El
Alpinista
Cuentan
que un alpinista, desesperado por conquistar el Aconcagua. Inició su travesía,
después de años de preparación, pero quería la gloria para él sólo, por
lo tanto subió sin sus compañeros.
Empezó
a subir y se le fue haciendo tarde, y más tarde, y no se preparó para
acampar, sino que decidió seguir subiendo decidido a llegar a la cima.
Pronto
obscureció...La noche cayó con gran pesadez en la altura de la montaña,
ya no se podía ver absolutamente nada.
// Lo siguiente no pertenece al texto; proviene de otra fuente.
PR #6377, opened 2026-06-17
C5 peri examples

usbalbin:


usbalbin:
I have now tested this.

I have used the CAN peripheral at work in a firmware and it seems to work fine on an actual bus(so far). The `can` example however, is only tested in loopback mode so far. The usart examples are verified with a logic analyzer

usbalbin:
@xoviat this should be ready now

PR #6379, opened 2026-06-17
C5 timer

usbalbin:
I do not get any output in the example - Likely fixed in https://github.com/embassy-rs/stm32-data/pull/865 (missing pin alternate functions)


usbalbin:
@xoviat  This has been tested by looking at the LED of the nucleo when running the example. I have not verified with a scope yet

PR #6380, opened 2026-06-18
C5: USB and HSE

usbalbin:
~~Needs https://github.com/embassy-rs/stm32-data/pull/865 for missing interrupts and the alternate function pins~~ - Done


usbalbin:
Tested `usb_serial` example and works fine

Todo era negro, cero visibilidad, no
había luna y las estrellas estaban cubiertas por las nubes.
Subiendo
por un acantilado, a solo 100 metros de la cima, se resbaló y se desplomó
por los aires...........caía a una velocidad vertiginosa, solo podía ver
veloces manchas oscuras que pasaban y la terrible sensación de ser succionado
por la gravedad.
Seguía
cayendo......y en esos angustiantes momentos, le pasaron por su mente todos
sus gratos y no tan gratos momentos de su vida. El pensaba que iba a morir,
mas sin embargo, de repente sintió un tirón muy fuerte que casi lo parte en
dos....Si!!........ como todo alpinista experimentado, había clavado estacas
de seguridad con candados a una larguísima soga que
lo
amarraba de la cintura.
En
esos momentos de quietud, suspendido por los aires, no le quedó mas que
gritar.. AYUDAME, DIOS MIO, AYUDAME DIOS MIO. De repente ............. una voz
grave y profunda de los cielos le contestó:
¿QUE
QUIERES QUE HAGA?
Sálvame,
Dios mío.
¿REALMENTE
CREES QUE TE PUEDA SALVAR?
Por
supuesto Señor, Tú eres el único.
ENTONCES
CORTA LA CUERDA QUE TE SOSTIENE.....
Hubo
un momento de silencio y quietud. El hombre se aferró más a la cuerda pues
pensó que era lo único que realmente lo libraba de el vacío.
Cuenta
el equipo de rescate que al otro día se encontró colgado a un alpinista
congelado, muerto, agarrado con fuerza, con las manos a una cuerda..... A UN
METRO DEL SUELO.........Y tu... ¿En que cuerda tienes puesta tu confianza?,
¿Por qué no la sueltas? El Señor tiene maravillosas cosas para ti. Corta la
cuerda, NO DUDES CÓRTALA ...... y simplemente, confía en El.